The Swing was the album where Jon Farriss (drums) and Garry Gary Beers (bass) found the groove that would become the platform on the funk that would follow. Listen to a track like Love Is (What I Say) and it’s virtually impossible not to want to dance to it. With the song’s soaring melodic hook and Michael Hutchence’s paradoxical lyric “I don’t think we know each other enough to lie” it’s got to be the best INXS song never released as a single.
https://www.youtube.com/watch?v=qzhNiWEwm8o
The Swing is also the album where Tim Farriss developed his guitar playing to fuse with the funky foundation laid down by his youngest brother and Beers. Melting In The Sun, Dancing on the Jetty and Face The Change all provide irresistible grooves with Tim’s chopped guitar chords slotting into the spaces left by Garry and Jon.
The Swing is also the album where Kirk Pengilly’s sax saw the spotlight on more songs than on any other INXS LP with his horn featuring on almost half the record’s songs – Face The Change, Original Sin, I Send A Message and the fabulous Johnson’s Aeroplane. Even though Kirk Pengilly maintains the guitar is his first instrument his sax sounded so good and was such a key element to the identity of INXS at that time it’s a crime it wasn’t used more often throughout the band’s recording career.

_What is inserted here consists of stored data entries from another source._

PR #4240, opened 2019-10-28
don't hardcode the dot in the prerelease macro

evgeni:

### DIFF
--- a/packages/foreman/rubygem-hammer_cli/rubygem-hammer_cli.spec
+++ b/packages/foreman/rubygem-hammer_cli/rubygem-hammer_cli.spec
@@ -4,8 +4,9 @@
 %global gem_name hammer_cli
 %global confdir hammer
 
-%global release 1
-%global prerelease .pre.develop
+%global release 2
+%global prereleasesource pre.develop
+%global prerelease %{?prereleasesource:.}%{?prereleasesource}
 
 %{!?_root_bindir:%global _root_bindir %{_bindir}}
 %{!?_root_mandir:%global _root_mandir %{_mandir}}
@@ -127,6 +128,9 @@ install -m 644 .%{gem_instdir}/config/cli_config.template.yml \
 %{gem_instdir}/test
 
 %changelog
+* Mon Nov 18 2019 Evgeni Golov - 0.20-0.2.pre.develop
+- Unify prerelease macro handling
+
 * Mon Oct 28 2019 Evgeni Golov - 0.20-0.1.pre.develop
 - Bump to 0.20-develop
 
--- a/packages/foreman/foreman-installer/foreman-installer.spec
+++ b/packages/foreman/foreman-installer/foreman-installer.spec
@@ -1,5 +1,6 @@
-%global release 1
-%global prerelease develop
+%global release 2
+%global prereleasesource develop
+%global prerelease %{?prereleasesource}
 
 Name:       foreman-installer
 Epoch:      1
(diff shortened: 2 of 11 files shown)


ehelms:
The prerelease macro is used in a few more places including the Source0

evgeni:
> The prerelease macro is used in a few more places including the Source0

That's what I've just force-pushed :)

evgeni:
turns out `%gem_install` uses `prerelease` internally and fails if that doesn't contain the dot :fire:

packages/foreman/rubygem-hammer_cli/rubygem-hammer_cli.spec
```diff
@@ -4,8 +4,8 @@
 %global gem_name hammer_cli
 %global confdir hammer
 
-%global release 1
-%global prerelease .pre.develop
+%global release 2
+%global prerelease pre.develop
```
evgeni: I wonder if we should add a 
```
%global dotprerelease %{?prerelease:.}%{?prerelease}
```

ehelms: That makes the logic less repetitive so +1. Might eventually be worth a macro in tfm-build to capture it in a single place.

ehelms:
The Katello build error looks unrelated but real as it seems to be finding a source map? Which I thought we were omitting.

evgeni:
> The Katello build error looks unrelated but real as it seems to be finding a source map? Which I thought we were omitting.

So this is another place which fails because the ruby macros use `prerelease` internally. See:

```
$ grep prerelease /usr/lib/rpm/macros.d/macros.rubygems
%gem_instdir %{gem_dir}/gems/%{gem_name}-%{version}%{?prerelease}
%gem_extdir_mri %{gem_archdir}/ruby/%{gem_name}-%{version}%{?prerelease}
%gem_cache %{gem_dir}/cache/%{gem_name}-%{version}%{?prerelease}.gem
%gem_spec %{gem_dir}/specifications/%{gem_name}-%{version}%{?prerelease}.gemspec
%gem_docdir %{gem_dir}/doc/%{gem_name}-%{version}%{?prerelease}
```

I'd prefer not to have to redefine all those macros :(

So I'm seeking guidance how to continue here.

To recap, the idea of this PR was to unify the way we handle prereleases in packaging, to make it easier for obal and friends to go and "do a rc1 of $project" and that would basically be a "set prerelease to `rc1`". Currently this is not possible, as we sometimes need the value to be `.rc1` and sometimes `rc1`.

One possible solution would be to *always* include the dot in the `prerelease` macro, thus adjusting foreman, foreman-proxy, foreman-selinux and foreman-installer instead.

While I think not having the dot is cleaner, I am willing to jump through just not enough hops to make it happen ;)

ehelms:
Would your strategy proposed in (https://github.com/theforeman/foreman-packaging/pull/4240#discussion_r339960365) solve the issues you ran into with https://github.com/theforeman/foreman-packaging/pull/4240#issuecomment-549339940 ?

evgeni:
@ehelms no, the ruby rpm macros expect `%{prerelease}` to contain the dot, not any other var.

So the only cheap solution is to always have the dot there (or ignore the inconsistency, but that will make my automation life harder)

ehelms:
I :heart: consistency, I saw always have the dot there! Unless you want to capture a term for the pre state of prerelease. e.g. candidate, branch, prereleasenodot, nodotprerelease

evgeni:
Always using the dot doesn't work, as the tarball-based packages (foreman etc), actually need a dash as the prerelease-delimiter in the source line.

I went ahead and added a `prepreleasesource` macro, that contains the branch/rc-state, and then adjusted `prerelease` to contain that with either a dot prefix or not.

evgeni:
builds fine, repoclosure is red because cross-repo PR

ekohl:
Does this mean we should update obal as well to update this macro rather than the prerelease one?

evgeni:
> Does this mean we should update obal as well to update this macro rather than the prerelease one?

Yes, that was my plan.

Finally The Swing is the album where the band’s principal song writing partnership of Andrew Farriss (music) and Michael Hutchence (lyrics) found a new level of confidence. Hutchence’s lyrics had a knowing worldliness that never resorted to cynicism. Even when Michael would “watch the world argue with itself”, he immediately followed it with the optimistic plea “who’s gonna teach me peace and happiness?” Musically Andrew Farriss had now developed an approach of rhythmic grooves combined with the sensibility of melodic hooks that made you both want to sing and dance. The band capitalised on this with Dekadance, a cassette only release that followed the album featuring half a dozen remixes from The Swing. It was the age of the 12 inch and INXS were ready for the dancefloor.

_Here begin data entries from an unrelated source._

PR #4241, opened 2019-10-28
Drop psql requirement on katello-debug

ehelms:

### DIFF
--- a/packages/katello/katello/katello.spec
+++ b/packages/katello/katello/katello.spec
@@ -4,7 +4,7 @@
 %global homedir %{_datarootdir}/%{name}
 %global confdir common
 %global prerelease .master
-%global release 3
+%global release 4
 
 Name:       katello
 Version:    3.14.0
@@ -152,7 +152,6 @@ Requires: qpid-tools
 Requires: /bin/ps
 Requires: rh-mongodb34
 Requires: %{name}-service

Even though INXS were a band of very talented players and songwriters Michael Hutchence had such an incredible stage presence he was unquestionably the public face of the band. In the context of that era to the average Australian Michael Hutchence came across as a worldly figure, having grown up in Hong Kong, California and Sydney. His lythe on stage persona would slink and strut across the stage oozing sex like a cross between Jim Morrison and Mick Jagger. Hutchence was, and remains, Australia’s one and only true rock star. In career terms Michael Hutchence’s timing couldn’t have been better, emerging at a time when Australian musicians were only just beginning to assert themselves on the world stage and INXS was the perfect vehicle to carry him to a global audience. You only have to look at the (lack of) fortune of INXS in the post Hutchence era as the remaining members tried and tried again to reignite their career to see how much influence and impact Hutchence carried.

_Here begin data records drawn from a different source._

PR #4249, opened 2019-10-29
Drop katello-service in favor of foreman-maintain

ehelms:


packages/katello/katello/hostname-change.rb
```diff
@@ -400,8 +400,8 @@ def run
         if success
           STDOUT.puts result
           STDOUT.puts 'Restarting puppet services'
-          run_cmd('/sbin/service puppet restart')
-          run_cmd('katello-service restart --only puppetserver')
+          run_cmd('/bin/systemctl puppet restart')
```
ekohl: The order is reversed. We can also make it safer by using `try-restart` so it doesn't require Puppet to be running.
```suggestion
          run_cmd('/bin/systemctl try-restart puppet')
```

ehelms:
A Redmine issue where?

ekohl:
Normally I'd say https://projects.theforeman.org/projects/rpms since this is packaging but in the past you've preferred https://projects.theforeman.org/projects/katello. I just think an issue in either one is good so we can point users to the fact we've dropped katello-service.

PR #4251, opened 2019-10-30
Bump version to 1.25-develop

ekohl:


ekohl:
Repoclosure fails because it's mixing SCL and non-SCL.

PR #4255, opened 2019-10-30
update configs to use stable 1.24 repos/tags/etc

zjhuntin:


package_manifest.yaml
```diff
@@ -36,15 +36,9 @@ foreman_scl_packages:
...
+        - el7-foreman-rails-1.24
   hosts:
-    foreman:
-      releasers:
-        - "{{ nightly_releaser }}"
-      build_package_tito_releaser_args: "{{ nightly_package_tito_releaser_args }}"
-      nightly_package_tito_releaser_args:
-        - "jenkins_job=foreman-develop-source-release"
-        - "jenkins_url=https://ci.theforeman.org"
+    foreman: {}
```
ehelms: The line below this needs to be dropped as well, the one about FetchBuilder

mock/el7-scl.cfg
```diff
@@ -49,17 +49,17 @@ baseurl=http://mirror.centos.org/centos/7/sclo/x86_64/rh/
...
 
 [foreman-rails]
 name=foreman-rails
-baseurl=https://yum.theforeman.org/rails/foreman-nightly/el7/x86_64
+baseurl=https://yum.theforeman.org/rails/foreman-1.24/el7/x86_64
 
 [katello]
 name=katello
-baseurl=https://fedorapeople.org/groups/katello/releases/yum/nightly/katello/el7/x86_64/
+baseurl=https://fedorapeople.org/groups/katello/releases/yum/1.24/katello/el7/x86_64/
```
ekohl:
```suggestion
baseurl=https://fedorapeople.org/groups/katello/releases/yum/3.14/katello/el7/x86_64/
```

repoclosure/yum_el7.conf
```diff
@@ -45,32 +45,32 @@ baseurl=https://yum.puppetlabs.com/el/7/PC1/x86_64/
...
-name=Katello Pulp nightly EL7
+[el7-katello-pulp-3.14]
+name=Katello Pulp 3.14 EL7
 baseurl=https://repos.fedorapeople.org/repos/pulp/pulp/stable/2.19/7Server/x86_64/
 
-[el7-katello-candlepin-nightly]
-name=Katello Candlepin nightly EL7
-baseurl=http://koji.katello.org/releases/yum/katello-nightly/candlepin/el7/x86_64/
+[el7-katello-candlepin-3.14]
+name=Katello Candlepin 3.14EL7
```
ekohl:
```suggestion
name=Katello Candlepin 3.14 EL7
```

repoclosure/yum_el7.conf
```diff
@@ -45,32 +45,32 @@ baseurl=https://yum.puppetlabs.com/el/7/PC1/x86_64/
...
-baseurl=http://koji.katello.org/releases/yum/katello-nightly/katello/el7/x86_64/
+[el7-katello-3.14]
+name=Katello 3.14 EL7
+baseurl=http://koji.katello.org/releases/yum/katello-3.14/katello/el7/x86_64/
 
-[el7-katello-pulp-nightly]
-name=Katello Pulp nightly EL7
+[el7-katello-pulp-3.14]
+name=Katello Pulp 3.14 EL7
 baseurl=https://repos.fedorapeople.org/repos/pulp/pulp/stable/2.19/7Server/x86_64/
```
ekohl: Do we still have this? Should it at least be updated to 2.21? That means we probably need to do the same in develop.

repoclosure/yum.conf
```diff
@@ -45,35 +45,35 @@ baseurl=https://yum.puppetlabs.com/el/7/PC1/x86_64/
 name=el7-puppet-6
 baseurl=https://yum.puppetlabs.com/puppet6/el/7/x86_64/
 
-[el7-foreman-rails-nightly]
-name=Foreman Rails nightly EL7
+[el7-foreman-rails-1.24]
+name=Foreman Rails 1.24 EL7
 baseurl=http://koji.katello.org/releases/yum/tfm-ror52/el7/x86_64/
```
ekohl: For 1.23 we've created a `foreman-rails-1.23` tag that branched off `tfm-ror52`. so this probably needs an update. I'd check with 1.23.

repoclosure/yum_el7.conf
```diff
@@ -45,32 +45,32 @@ baseurl=https://yum.puppetlabs.com/el/7/PC1/x86_64/
...
-name=Katello nightly EL7
-baseurl=http://koji.katello.org/releases/yum/katello-nightly/katello/el7/x86_64/
+[el7-katello-3.14]
+name=Katello 3.14 EL7
+baseurl=http://koji.katello.org/releases/yum/katello-3.14/katello/el7/x86_64/
 
-[el7-katello-pulp-nightly]
-name=Katello Pulp nightly EL7
-baseurl=https://repos.fedorapeople.org/repos/pulp/pulp/stable/2.19/7Server/x86_64/
+[el7-katello-pulp-2.21]
```
ekohl: I think we use 3.14 here because in Jenkins/obal we don't care about the exact version. We'll just say "we need the pulp config for katello 3.14, whatever that may be".
```suggestion
[el7-katello-pulp-3.14]
```

rel-eng/tito.props
```diff
@@ -459,7 +459,7 @@ whitelist = ansiblerole-foreman_scap_client
   rubygem-smart_proxy_salt
   rubygem-smart_proxy_spacewalk
 
-[foreman-client-nightly-rhel7]
+[foreman-client-1.24-rhel7]
 disttag = .el7
 whitelist =
   # don't whitelist foreman-release here, it's already in foreman-nightly-nonscl-rhel7
```
ekohl: FYI: this is a limitation in obal. This is because obal can't release the same package to multiple tags and you must manually tag it in after every release. You may want to update the comment to refer to 1.24 instead of nightly as well.

PR #4266, opened 2019-11-01
Bump Katello to 3.15.0

jturel:


ekohl:
Can you bump `katello-repos` and `rubygem-katello` while you're at it? That will also unbreak nightlies.

jturel:
> Can you bump `katello-repos` and `rubygem-katello` while you're at it? That will also unbreak nightlies.

It's all there - I think you looked before my force-push yesterday :)

PR #4268, opened 2019-11-03
foreman_datacenter 1.24.0

Zenya:


mmoll:
There are no changes in the plugin source from 1.23.1 to 1.24, AFAICT. Also, 1.2.4.0 is of course not yet released.

PR #4276, opened 2019-11-04
Refs #28158 - Bump katello rpm for hostname-change

chris1984:
@ekohl here is the packaging pr for the hostname-change with removing the `csr`


chris1984:
@ehelms is this good for a merge?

The Swing is a reminder of not only Michael Hutchence in his prime, but INXS on the verge of becoming one of the biggest bands in the world, if only for a fleeting time. Listen Like Thieves would push into harder rock oriented territory, but overall that album lacked the consistency and certainly the creative innovation of a band reinventing itself as INXS did on The Swing. It was the band’s aggressive rock guitar sound developed on Thieves combined with their explorations into funk on The Swing that would ultimately deliver their greatest commercial success with Kick three years after they laid this blueprint down.